Me voici de retour avec une nouvelle recette... Un dessert tout simple inspiré d'une recette d'un autre blog, mais honte sur moi je n'arrive plus à mettre la main dessus.
J'ai acheté de l'agar-agar il y a quelques jours, et je compte bien l'utiliser pour mes crèmes et flans. Je ne vous ai pas parlé de mon 1er essai car je l'avais trouvé un peu décevant. Je crois que j'avais tenté trop de choses nouvelles en même temps (agar-agar mais aussi lait d'amande etc...). Cette fois ci, j'ai opté pour une crème plus classique.
CREME AU CHOCOLAT ET A LA PRALINOISE
Ingrédients:
- 75g de chocolat noir
- 75g de pralinoise
- 75g de sucre
- 3 jaunes d'oeuf
- 30 cl de lait demi-écrémé
- 20 cl de crème fraîche semi-épaisse
- 1 cc d'agar-agar
Préparation:
1) Verser la crème et le lait dans une casserole et porter à ébullition.
2) Pendant ce temps, battre les jaunes d'oeuf et le sucre jusqu'à obtention d'un mélange mousseux.
3) Quand la crème bout, la verser sur les oeufs et bien mélanger en ajoutant l'agar-agar. Transvaser de nouveau ce mélange dans la casserole et porter à ébullition quelques minutes.
4) Casser le chocolat et la pralinoise en morceaux. Les mettre dans le saladier précédemment utilisé pour battre les oeufs.
5) Quand le mélange crème+oeufs s'est un peu épaissi, le verser sur le chocolat et mélanger énergiquement. La chaleur de la crème doit faire fondre le chocolat, et on obtient ainsi une crème homogène.
6) Verser dans de petits ramequins, les mettre au frigo plusieurs heures.
Résultat
La crème a bien prise, peut etre même un peu trop, car on dirait plus des flans qu'une crème. La consistance est un peu curieuse en fait, pas désagréable mais pas extraordinaire non plus. Je crois que j'ai mis trop d'agar-agar, il faut que j'apprenne à mieux le doser.

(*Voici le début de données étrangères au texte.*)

PR #1603, opened 2022-04-12
fix(popups): improve formatting of human-readable numbers

dkoo:
### All Submissions:

Small fix to improve the display formatting of human-readable "Seen" numbers in Campaigns Analytics according to the following rules:

* If the value is less than 10k, shows the absolute value formatted according to the local language via [`toLocaleString()`](https://developer.mozilla.org/en-US/docs/Web/JavaScript/Reference/Global_Objects/Number/toLocaleString).
* If the value is greater than 10k but less than 1M, shows a human-readable figure rounded to the nearest integer. e.g. 11,236 becomes `11K` and 157,963 becomes `158K`
* If the value is greater than 1M, shows a human-readable figure rounded to the hundredths. e.g. 1,353,288 becomes `1.35M` and 826,677,234 becomes `826.68M`.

Au goût, cette crème est géniale. J'adore surtout le chocolat noir, Massimiliano est plus un fan de chocolat au lait, et avec cette crème, nous avons trouvé un terrain d'entente!!
Conclusion
A refaire en mettant moitié moins d'agar-agar. Mais je retiens l'idée, car c'est une crème très facile à faire et vraiment très bonne.
15 novembre 2007
Crème renversée vanille et mangues en carpaccio
Pour mon anniversaire, j'ai reçu un petit livre intitulé Renversez-moi (C. Moreau chez Hachette Pratique). Il contient toute une série de recettes de plats et de desserts qui se démoulent à l'envers (mais pas de tatins).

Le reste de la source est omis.